I wanted to search based on individual lines above me, so I created index files for each parent and some grandparents to isolate the lines. By running the database builder multiple times, it will use the existing downloaded person records rather than hitting the API, so once you have done a full export, you can easily/quickly create sub-db files out of the data.
Delete the data/person/${id}.json
for any changed records (e.g. if someone's parent record is updated, delete the affected child) and re-run the database builder (e.g. node find 9H8F-V2S L163-DR5
)
The FamilySearch database does not have a simple cyclic checker and therefore allows records to be linked as grand-children of themselves. This appears somewhat frequently and is relatively easy to spot by noticing that the birth year of the parents is after the birth year of the erroneously linked record. A simple fix is to remove the parents (or the child relationship from the parents) in the FamilySearch UI.
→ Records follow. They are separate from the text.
PR #423, opened 2025-07-18
Added more custom masking / unmasking objects to test

mbruin-NR:


cdillard-NewRelic (approved):
A very good addition to TextMaskingVC for our sanity. Ty

PR #430, opened 2025-07-22
Develop 7.5.7 -> staging

mbruin-NR:


Test Harness/NRTestApp/upload_dsym_results.log
```diff
@@ -0,0 +1,2 @@
+New Relic: Starting dSYM upload script...
```
cdillard-NewRelic, line 1: This shouldn't be committed and upload_dsym_results.log should be added to .gitignore

cdillard-NewRelic (approved):
👍

PR #436, opened 2025-07-24
Staging patch 3

mbruin-NR:


cdillard-NewRelic (approved):
Nice changes, only thing I see is that the ViewController added timeLabel needs to restart on app foregound , as to correspond with what MSR is actually doing (relative timestamp). That can be added in the next PR

PR #445, opened 2025-07-29
Changed NRMASAM to have a way of removing session attributes

mbruin-NR:


cdillard-NewRelic (approved):
I tested this in Prod for the enabled and disabled case and hasReplay is correct in these cases now.

PR #446, opened 2025-07-30
Adjusting some of the changes that were only for full frames to work also with diffs

mbruin-NR:


cdillard-NewRelic (approved):
Just wanted to confirm. These changes also effect full snapshot mode where diffs aren't used as well. I was testing a replay created with this branch and testing text entry

PR #453, opened 2025-08-07
[NR-445421] Added a supportability metric for URL too large response code

mbruin-NR:


Agent/SessionReplay/SessionReplayCapture.swift
```diff
@@ -12,7 +12,7 @@ import UIKit
 
 // potentially remove this annotation once the feature goes to Swift
 @objcMembers
-class SessionReplayCapture {
+internal class SessionReplayCapture {
```
cdillard-NewRelic, line 15: Do you know if this is required or if internal is the default?

cdillard-NewRelic (dismissed):
Excellent 👍

PR #464, opened 2025-08-18
Fix for the text of a UITextField not showing in the correct position

mbruin-NR:
This pr is an attempt to fix the text of a UITextField not showing in the correct position in the replay.
I decided to guess at where the text is by calculating it based an analyzing the text instead of searching the view tree for UITextLayoutFragmentView which is where the text actually should be. This decision is to reduce searching which has to occur on the main thread.

The if the text reaches the end of the view the text will be cut off. We could change it so that the text moves while it gets longer than the view but I don't think we could make it perfect. Like if you then scroll to the front of the text and add some text the text moves to the front.


cdillard-NewRelic (dismissed):
Awesome good addition to fix fidelity of replay 👍

cdillard-NewRelic (approved):

PR #523, opened 2025-10-30
NR-483348 

mbruin-NR:
On iPad a panel being added to the view could lose it's elements when using incremental diffs.
This pr changes it so that the number of UILayoutContainerViews in a UIPanelControllerContentView increasing can create a full snapshot.


cdillard-NewRelic (approved):
i ran this and ran tests against swiftui and uikit masking views and it appeared ok. I will try with sample apps Landmarks and sample app EnhancingTheAccessibilityOfYourSwiftUIApp

PR #557, opened 2025-12-02
Nr 488817 Fix for crash in UIColor.toHexString

mbruin-NR:
Changed the way UIColor.toHexString extracts colors and added a default of clear.


cdillard-NewRelic (approved):
👍

PR #410, opened 2026-03-03
Fix metadatabase crash in tests on macOS 15

lukaskubanek:
This PR reverts a change made in #367, which dropped the `DatabaseQueue` path for in-memory database creation for the metadatabase, leading to a crash when running the test suite on macOS 15. See [this comment](https://github.com/pointfreeco/sqlite-data/pull/367#discussion_r2867236715) for more details.

The fix can be verified by running the test suite on macOS 15 (no longer configured in the CI).

### DIFF
--- a/Sources/SQLiteData/CloudKit/Internal/Metadatabase.swift
+++ b/Sources/SQLiteData/CloudKit/Internal/Metadatabase.swift
@@ -25,7 +25,12 @@
       throw InMemoryDatabase()
     }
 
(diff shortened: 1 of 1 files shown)


lukaskubanek:
While revisiting this, I found the issue is not limited to macOS 15. On macOS 26 and later, the metadatabase silently ends up on disk instead of in memory. Closing in favor of #508, which reframes the problem accordingly and adds a regression test.

PR #411, opened 2026-03-03
Set `CKRecord.modificationDate` in `MockCloudDatabase`

lukaskubanek:
## Motivation

SQLiteData’s tests leverage `MockCloudDatabase`, which currently doesn’t populate the `modificationDate` on saved records. Since this value is checked by the sync machinery, the tests effectively exercise different behavior than in production.

This has been first noticed while [documenting the current sync behavior](https://github.com/structuredpath/sqlite-data-sync-notes/blob/main/CurrentBehavior.md) while elaborating on custom conflict resolution support (search for _modificationDate_) and further confirmed as a known issue [here](https://github.com/pointfreeco/sqlite-data/pull/386#issuecomment-3813576376).

This is another step toward bringing `MockCloudDatabase` closer to CloudKit’s actual behavior, and an intermediate step toward adding support for configurable conflict resolution.

## Implementation

Similar to record change tags, `MockCloudDatabase` now assigns incrementing dates to records saved in `modifyRecords(…)`, mirroring CloudKit’s server-side behavior. However, since the codebase checks the actual `CKRecord.modificationDate`, this PR, unlike the current handling of change tags, swizzles the Objective-C getter to return the value stored in `CKRecord._modificationDate` via associated object storage. This is safe in production, as the global swizzle is only triggered when setting `CKRecord._modificationDate`, which is limited to `MockCloudDatabase`, used exclusively in tests. See the next section for alternative approaches that were considered.

Similar to the change tag, the injected modification date must survive the SQLite roundtrips, which is why both `CKRecord.SystemFieldsRepresentation` and `CKRecord._AllFieldsRepresentation` were extended to persist `_modificationDate` alongside the existing `_recordChangeTag` using `NSKeyedArchiver`/`NSKeyedUnarchiver`.

My assumption is that when saving a record, CloudKit only sets the `modificationDate` on that record and it doesn’t “touch” the parent to modify its `modificationDate`, as it apparently does with the `recordChangeTag`. I’m not 100% sure about this behavior, though.

## Alternative Approaches

One way to circumvent swizzling would be to subclass `CKRecord`, override `modificationDate`, and return a mocked record from `MockCloudDatabase.modifyRecords(…)`. Not only is it tricky to change the class of the copied record due to its internal implementation, but CloudKit now logs the following message when attempting to subclass `CKRecord`:

```
BUG IN CLIENT OF CLOUDKIT: CKRecord should not be subclassed (`…MockRecord`). If it is, Sendable may no longer apply. This will become an error in a near future release.
```

Another idea would be to use a facade property that returns the mock version and falls back to the real value if not set. Something like `CKRecord.effectiveModificationDate`. However, this would pollute the API and require all call sites in the library to go through this property, which is quite error-prone.

I’ve come to the conclusion that swizzling is the right tool for the job here, but I’m open to discussing further.

Also, I initially started with using `@Dependency(\.date.now)` for providing dates set to the `modificationDate` in `MockCloudDatabase`. However, giving the mock database control over the values felt more natural and better aligned with how record change tags are handled, so I ended up using the same pattern.

## Impact on Test

When running the test suite with this change, there is one test failing, `MergeConflictTests.clientRecordUpdatedBeforeServerRecord()`:

```diff
@@ −10,9 +10,9 @@
         dueDate🗓️: 0,
         id: 1,
         id🗓️: 0,
         isCompleted: 1,
-        isCompleted🗓️: 30,
+        isCompleted🗓️: 60,
         priority🗓️: 0,
         remindersListID: 1,
         remindersListID🗓️: 0,
         title: "Buy milk",
```

A single timestamp diff in the last assertion might seem minor, but there is an important conceptual decision to be made. This flow might not be immediately obvious, so let me break it down:

| Step | Event | `SyncMetadata.userModificationTime` | `CKRecord.🗓️` | `CKRecord.title🗓️` | `CKRecord.isCompleted🗓️` |
|---|---|---|---|---|---|
| 1 | Initial setup | 0 | 0 | 0 | 0 |
| 2 | Simulate server-side change of title="Buy milk" | n/a | 60 | 60 | 0 |
| 3 | Update locally isCompleted=true | 30 | 60 | 60 | 0 |
| 4 | Process local changes & hit `.serverRecordChanged` error | **60** | 60 | 60 | 0 |
| 5 | Process local changes | 60 | 60 | 60 | **60** |
| 6 | Fetch record zone changes | 60 | 60 | 60 | 60 |

> [!NOTE]
> The `CKRecord` timestamps in the table refer to the server state, i.e. the `MockCloudDatabase`, not the last-known server record stored in the `SyncMetadata`.

In step 4, when hitting the `.serverRecordChanged` error, the server record’s `CKRecord.userModificationTime` is promoted to be the new `SyncMetadata.userModificationTime` following this logic: `max(SyncMetadata.userModificationTime, CKRecord.userModificationTime)`, `max(30, 60)`, `60`.

This means that in step 5, when processing the local changes again after resolving the conflict, the `isCompleted` change is now considered to happen at `t=60`. This means that the original timestamp of the change is lost and I’m wondering if this behavior, which already occurs in production (!), is desired.

I’d say yes, because with support for configurable conflict resolution via a three-way merge, an entirely new value may emerge rather than selecting either the local or server value. And in that case it should be marked as changed at the current `SyncMetadata.userModificationTime`.

Do you agree? Can we accept the change in the test?

## Next Steps

1. Refactor the merge conflict tests with a broader set of scenarios. → Already prepared as a draft in [#414](https://github.com/pointfreeco/sqlite-data/pull/414), based on this PR.
2. Mock `CKRecord.recordChangeTag` via the same swizzling pattern, including aligning the mock change tag format with what CloudKit actually uses (base-36 strings). → Ready to submit once this PR is merged.


lukaskubanek:
Just a heads-up: I have [a follow-up ready](https://github.com/structuredpath/sqlite-data/commit/a11ce8a5fabe64f141894c573bb3a84ce866fb31) that extends the swizzling infrastructure introduced in this PR to also mock `CKRecord.recordChangeTag`, using base-36 change tags to match CloudKit's format. Happy to submit it as a separate PR once this one is merged.

lukaskubanek:
I’ve updated the PR with the latest changes from `main`.

Just a reminder, this is another step towards improving the `MockCloudDatabase` and aligning it with actual CloudKit behavior after #507 and #510.

PR #420, opened 2026-03-11
Fix SyncEngine retain cycle causing file descriptor exhaustion

seanmrich:
Follow up to earlier [discussion](https://github.com/pointfreeco/sqlite-data/discussions/416).

SyncEngine's `@DatabaseFunction` instance methods (`didUpdate`, `didDelete`) capture `self` strongly via their projected values. Since `db.add(function:)` retains these via `Unmanaged.passRetained`, this creates a cycle:

    SyncEngine → userDatabase → database functions → self (SyncEngine)

This prevents deallocation, leaking file descriptors until the process hits "SQLite error 14: unable to open database file". This can be an issue if running a a large number of unit tests that bootstrap a sync engine.

The fix introduces `FunctionContext`, a lightweight proxy that holds a weak reference (via `IsolatedWeakVar`) back to `SyncEngine`. Only `didUpdate` and `didDelete` are moved to `FunctionContext` — these are the two instance methods that capture `self`. Module-level functions (`currentZoneName`, `currentOwnerName`, `currentTime`, `hasPermission`) and the static `isSynchronizing` don't participate in the cycle and are unchanged.

When `SyncEngine` is deallocated the weak reference nils out and the database functions safely no-op via `guard let syncEngine else { return }`.

### DIFF
--- a/Sources/SQLiteData/CloudKit/Internal/Triggers.swift
+++ b/Sources/SQLiteData/CloudKit/Internal/Triggers.swift
@@ -236,24 +236,25 @@
 
   @available(iOS 17, macOS 14, tvOS 17, watchOS 10, *)
   extension SyncMetadata {
-    static func callbackTriggers(for syncEngine: SyncEngine) -> [TemporaryTrigger<Self>] {
+    static func callbackTriggers(for context: FunctionContext) -> [TemporaryTrigger<Self>] {
       [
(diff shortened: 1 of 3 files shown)


stephencelis:
@seanmrich Are you interested in trying to tackle that? If not no worries. It's on our list of things to do, which is ever growing :smile:

PR #421, opened 2026-03-13
Fix CloudKit data loss on delete-then-reinsert

### LINKED ISSUE #418: CloudKit data loss after deleting then re-inserting record with the same UUID
### Description

I stumbled across this issue after refactoring an ItemAsset-like table to no longer have its own UUID and instead use the foreign key into its parent table (Item.ID), as suggested in the documentation's [uniqueness constraints section](https://swiftpackageindex.com/pointfreeco/sqlite-data/main/documentation/sqlitedata/cloudkit#Uniqueness-constraints).

Pre-refactor (distinct ItemAsset.ID UUID field), the process to update an ItemAsset record consisted of two-steps: 
1. Delete all ItemAsset records having a specific itemID foreign key (there could be multiple records and the goal was to have just one) 
2. Insert a fresh ItemAsset record.

Post-refactor (combined PK/FK ItemAsset.itemID), the initial step to delete should no longer be necessary (only one ItemAsset record per Item record, enforced by new PK), however, I missed this, and the delete step remained in place. So the steps remained roughly the same:
1. Delete ItemAsset record having a specific itemID PK+FK
2. Upsert ItemAsset record.

With the new delete-then-reinsert setup, when an ItemAsset record exists and is updated, **only the deletion of the record is synchronized to CloudKit, not the insert, resulting in unexpected data loss**. The ItemAsset record remains visible on the device which performed the update, but will be deleted on all other devices after the next CloudKit sync.

I've reproduced this behavior with a simple addition to the CloudKitDemo example project (introducing a CounterAsset table and "Update asset" button):
1. Draft PR with 100% repro setup: https://github.com/pointfreeco/sqlite-data/pull/417
2. [Repro video](https://github.com/user-attachments/assets/21663401-7104-4913-8d77-b2d9e593e0b8)
   * Observe alternating (data loss) -> (asset present) -> (data loss)... pattern. Presumably every other "Update asset" succeeds because there's no CloudKit record to delete anymore, so the insert makes its way through.

Note: another precondition of this behavior is that delete and reinsert events need to occur within a couple seconds of each other (to be part of the same sync batch). If they are spaced out further than that and end up in separate sync batches, the issue does not reproduce.

In my case, this behavior was easy to work around (just remove the unnecessary delete), but I think this still warrants either a fix or at least an update to documentation and Point-Free Way skills warning against this pattern.

### Checklist

- [x] I have determined whether this bug is also reproducible in a vanilla SwiftUI project.
- [x] I have determined whether this bug is also reproducible in a vanilla GRDB project.
- [x] If possible, I've reproduced the issue using the `main` branch of this package.
- [x] This issue hasn't been addressed in an [existing GitHub issue](https://github.com/pointfreeco/sqlite-data/issues) or [discussion](https://github.com/pointfreeco/sqlite-data/discussions).

### Expected behavior

Ideally, the local delete-then-reinsert events in this scenario should be collapsed to a single CloudKit **update** event (not delete). But if that's infeasible, or this really does just represent an anti-pattern, then there should be a developer-facing error/issue thrown when SyncEngine detects this situation.

### Actual behavior

Copy/pasted from Description:

With the new delete-then-reinsert setup, when an ItemAsset record exists and is updated, **only the deletion of the record is synchronized to CloudKit, not the insert, resulting in unexpected data loss**. The ItemAsset record remains visible on the device which performed the update, but will be deleted on all other devices after the next CloudKit sync.

I've reproduced this behavior with a simple addition to the CloudKitDemo example project (introducing a CounterAsset table and "Update asset" button):
1. Draft PR with 100% repro setup: https://github.com/pointfreeco/sqlite-data/pull/417
2. [Repro video](https://github.com/user-attachments/assets/21663401-7104-4913-8d77-b2d9e593e0b8)
   * Observe alternating (data loss) -> (asset present) -> (data loss)... pattern. Presumably every other "Update asset" succeeds because there's no CloudKit record to delete anymore, so the insert makes its way through.

Note: another precondition of this behavior is that delete and reinsert events need to occur within a couple seconds of each other (to be part of the same sync batch). If they are spaced out further than that and end up in separate sync batches, the issue does not reproduce.

### Reproducing project

Draft PR: https://github.com/pointfreeco/sqlite-data/pull/417

### SQLiteData version information

65502acdb033ec8025a0bcc443abf2f4ca0598f9

### Sharing version information

2.7.4

### GRDB version information

7.9.0

### Destination operating system

iOS 26

### Xcode version information

Xcode 26.3

### Swift Compiler version information

```shell

```

jsutula:
Fixes #418 

### Root cause
Reinsertion of a record after a delete does not produce a new pending `.saveRecord` change entry due to missing undelete/reinsert state detection in `PrimaryKeyedTable.afterInsert` trigger. No new `.saveRecord` means that only the `.deleteRecord` is propagated.

### Solution

To fulfill the expected behavior of reinsertion resulting in a `.saveRecord` and assigning fresh timestamps to all fields, several changes are needed: one prerequisite change to test infrastructure `MockSyncEngineState`, and a four-part change to detect and handle reinsertion properly.

#### **Prerequisite change necessary for writing accurate tests**: Update `MockSyncEngineState` to deduplicate changes across types like the real `CKSyncEngine.State`

From `CKSyncEngine.State.add(pendingRecordZoneChanges:)` [documentation](https://developer.apple.com/documentation/cloudkit/cksyncengine-5sie5/state-swift.class/add(pendingrecordzonechanges:)?changes=_2,_2):
> Note
> The order in which you apply record zone changes is important.
> For example:
> * If you add `.saveRecord(recordA)` then `.deleteRecord(recordA)`, the sync engine 
> discards the save and sends only the delete change.
> * If you add `.deleteRecord(recordA)` then `.saveRecord(recordA)`, the sync engine
> discards the delete and sends only the save change.

`MockSyncEngineState.add(pendingRecordZoneChanges:)` deduplicates fully identical changes (type+ID) by virtue of the underlying `OrderedSet`, but does not deduplicate when the type (save vs delete) is different, as is described above with `CKSyncEngine.State`. `MockSyncEngineState.add(pendingDatabaseChanges:)` has a similar issue. The fix: update both to deduplicate based on ID alone which will allow for the cross-type deduplication described above, and add tests.

#### 1. Replace `SyncMetadata._isDeleted` with enum value `SyncMetadata._pendingStatus`
The `_isDeleted` field does not provide enough information about the current pending/transition status of the record. Introduce new enum value field `_pendingStatus` to replace `_isDeleted` with two cases: `.deleted` (soft-deleted) and `.reinserted` (row re-added while soft-deleted). 

#### 2. Detect reinsertion of soft-deleted record, update `_pendingStatus` and queue new `.saveRecord` change
Modify `PrimaryKeyedTable.afterInsert` trigger to update the `SyncMetadata` record when reinsertion of a soft-deleted row is detected (insert comes through while `_pendingStatus` is `.deleted`). Updates include:
* Setting `_pendingStatus` to `.reinserted`
   * This status will be used to trigger full re-hydration of `_lastKnownServerRecordAllFields` to be based on local, reinserted state when preparing an outbound record (see `#3` below) and before processing inbound server record (see `#4` below).
* Updating `userModificationTime`
   * Will be used as the modified time for all fields in the reinserted row when hydrating `_lastKnownServerRecordAllFields`

Hook up new `SyncMetadata.afterReinsertTrigger` to listen for reinsertions. This trigger is responsible for queuing a `.saveRecord` change via `syncEngine.$didUpdate` (the same as what happens after a normal insert or update).

#### 3. In `nextRecordZoneChangeBatch` (outbound record preparation), ensure record is built with reinserted row values

When preparing an outbound record for a `.reinserted` row, use `SyncMetadata.lastKnownServerRecord` (system fields only) as the base for building the record. Using `lastKnownServerRecord` as the base (vs `_lastKnownServerRecordAllFields` which would contain stale user field data) ensures the resulting all fields record is built up entirely from the current contents of the reinserted row + reinsert `userModificationTime`.

Additionally, as a cleanup step, upon saving the newly built record back into the metadata row, reset metadata `_pendingStatus` to nil. This ensures this "rebuild record from reinserted row" behavior will occur only once per reinsertion.

#### 4. In `upsertFromServerRecord` (inbound record processing), ensure local `allFields` state reflects reinserted row values prior to server record application

Since `upsertFromServerRecord` can occur *before* `nextRecordZoneChangeBatch`, we also need to ensure that the local metadata 'allFields' state is rebuilt and accurate when we encounter any `.reinserted` rows in this code path.

So before reconciling local metadata and user row with server record data, check if we're dealing with a `.reinserted` row, and if so, update the local `allFields` record to reflect all reinserted row values + reinsert `userModificationTime`. And similarly to the outbound path, clean up by setting `_pendingStatus` to nil at the conclusion of the upsert.

### Testing
In addition to new unit tests, performed a manual test with https://github.com/pointfreeco/sqlite-data/pull/417/changes/9ea5bdd88b79d7c9db88021e568c8a66789a21fa applied to verify that the data loss issue no longer occurs. Result (compare with [before](https://github.com/user-attachments/assets/173f1010-9353-43e6-a2ee-b0455800e85f)):

https://github.com/user-attachments/assets/da7d2907-dbda-4e21-be6d-d1512299bad6

### DIFF
--- a/Sources/SQLiteData/CloudKit/Internal/Metadatabase.swift
+++ b/Sources/SQLiteData/CloudKit/Internal/Metadatabase.swift
@@ -125,6 +125,30 @@
       )
       .execute(db)
     }
+    migrator.registerMigration("Replace _isDeleted with _pendingStatus") { db in
+      try #sql(
+        """
+        ALTER TABLE "\(raw: .sqliteDataCloudKitSchemaName)_metadata"
+        ADD COLUMN "_pendingStatus" INTEGER
+        """
+      )
+      .execute(db)
+      try #sql(
+        """
+        UPDATE "\(raw: .sqliteDataCloudKitSchemaName)_metadata"
+        SET "_pendingStatus" = 0
+        WHERE "_isDeleted" = 1
+        """
+      )
+      .execute(db)
+      try #sql(
+        """
+        ALTER TABLE "\(raw: .sqliteDataCloudKitSchemaName)_metadata"
+        DROP COLUMN "_isDeleted"
+        """
+      )
+      .execute(db)
+    }
     #if DEBUG
       try metadatabase.read { db in
         let hasSchemaChanges = try migrator.hasSchemaChanges(db)
--- a/Sources/SQLiteData/CloudKit/Internal/Metadatabase.swift
+++ b/Sources/SQLiteData/CloudKit/Internal/Metadatabase.swift
@@ -141,13 +141,6 @@
         """
       )
       .execute(db)
-      try #sql(
-        """
-        ALTER TABLE "\(raw: .sqliteDataCloudKitSchemaName)_metadata"
-        DROP COLUMN "_isDeleted"
-        """
-      )
-      .execute(db)
     }
     #if DEBUG
       try metadatabase.read { db in
--- a/Sources/SQLiteData/CloudKit/Internal/MockSyncEngine.swift
+++ b/Sources/SQLiteData/CloudKit/Internal/MockSyncEngine.swift
@@ -136,12 +136,12 @@
   package final class MockSyncEngineState: CKSyncEngineStateProtocol {
     package let changeTag = LockIsolated(0)
     package let _pendingRecordZoneChanges = LockIsolated<
-      OrderedSet<CKSyncEngine.PendingRecordZoneChange>
-    >([]
+      OrderedDictionary<CKRecord.ID, CKSyncEngine.PendingRecordZoneChange>
+    >([:]
     )
     package let _pendingDatabaseChanges = LockIsolated<
-      OrderedSet<CKSyncEngine.PendingDatabaseChange>
-    >([])
+      OrderedDictionary<CKRecordZone.ID, CKSyncEngine.PendingDatabaseChange>
+    >([:])
     private let fileID: StaticString
     private let filePath: StaticString
     private let line: UInt
@@ -160,11 +160,11 @@
     }
 
     package var pendingRecordZoneChanges: [CKSyncEngine.PendingRecordZoneChange] {
-      _pendingRecordZoneChanges.withValue { Array($0) }
+      _pendingRecordZoneChanges.withValue { Array($0.values) }
     }
 
     package var pendingDatabaseChanges: [CKSyncEngine.PendingDatabaseChange] {
-      _pendingDatabaseChanges.withValue { Array($0) }
+      _pendingDatabaseChanges.withValue { Array($0.values) }
     }
 
     package func removePendingChanges() {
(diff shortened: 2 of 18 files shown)


aehlke:
This sounds like a pretty critical issue - easy to trigger and results in data loss

nagra:
Any updates on this? I'm pinned against this commit at the moment 😬

jsutula:
I haven't received feedback on this approach from Brandon or Stephen, but I know it's on their radar. This branch is overdue for a rebase which I'll do now.

@nagra Since this change modifies `SyncMetadata` schema (adds `_pendingStatus`, removes `_isDeleted`), be very cautious pinning against this for anything more than local development.

For example, if you’ve already pinned to this and distributed widely via TestFlight / App Store, but the final version of this fix ends up not needing the schema change, then in order to adopt the official fix you would have to spin up a fork + custom patch to ensure that `_isDeleted` is re-added if it was previously removed. And you’d potentially have to maintain this fork for a while - until you’re sure that all existing app installations have upgraded.

Sources/SQLiteData/CloudKit/Internal/Metadatabase.swift
```diff
@@ -141,13 +141,6 @@
         """
       )
       .execute(db)
-      try #sql(
-        """
-        ALTER TABLE "\(raw: .sqliteDataCloudKitSchemaName)_metadata"
-        DROP COLUMN "_isDeleted"
-        """
-      )
-      .execute(db)
```
jsutula, line 150: @nagra - after my rebase, I pushed this additional commit so that the old `_isDeleted` column is no longer dropped. This would make it marginally safer to pin to this commit and deploy, but I still wouldn't recommend it since the risk of schema divergence still remains, and it'd be a pain to clean that up in the future.

nagra:
Been another 3 weeks, is this no longer an issue for most people? 🤔

PR #425, opened 2026-03-20
Rename CKRecord.setValue overload to setBytes to fix unexpected Xcode 26.4 overload resolution

jsutula:
## Problem
Unit tests are failing with Xcode 26.4 (I'm on Xcode 26.4 RC 17E192).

Additionally, the longest path find method will detect these cyclic errors and report them to you for easily locating the problem:
Once the record has been fixed in the public database, you should purge the detached child ID record from your local cache:
node purge L4MM-Z1K
you can purge multiple records in one loop (more efficient way to go through your files) by chaining ids with a comma, e.g.
node purge L4MM-Z1K,LRWS-Q4Z
Then re-run your indexer for your desired local graphs.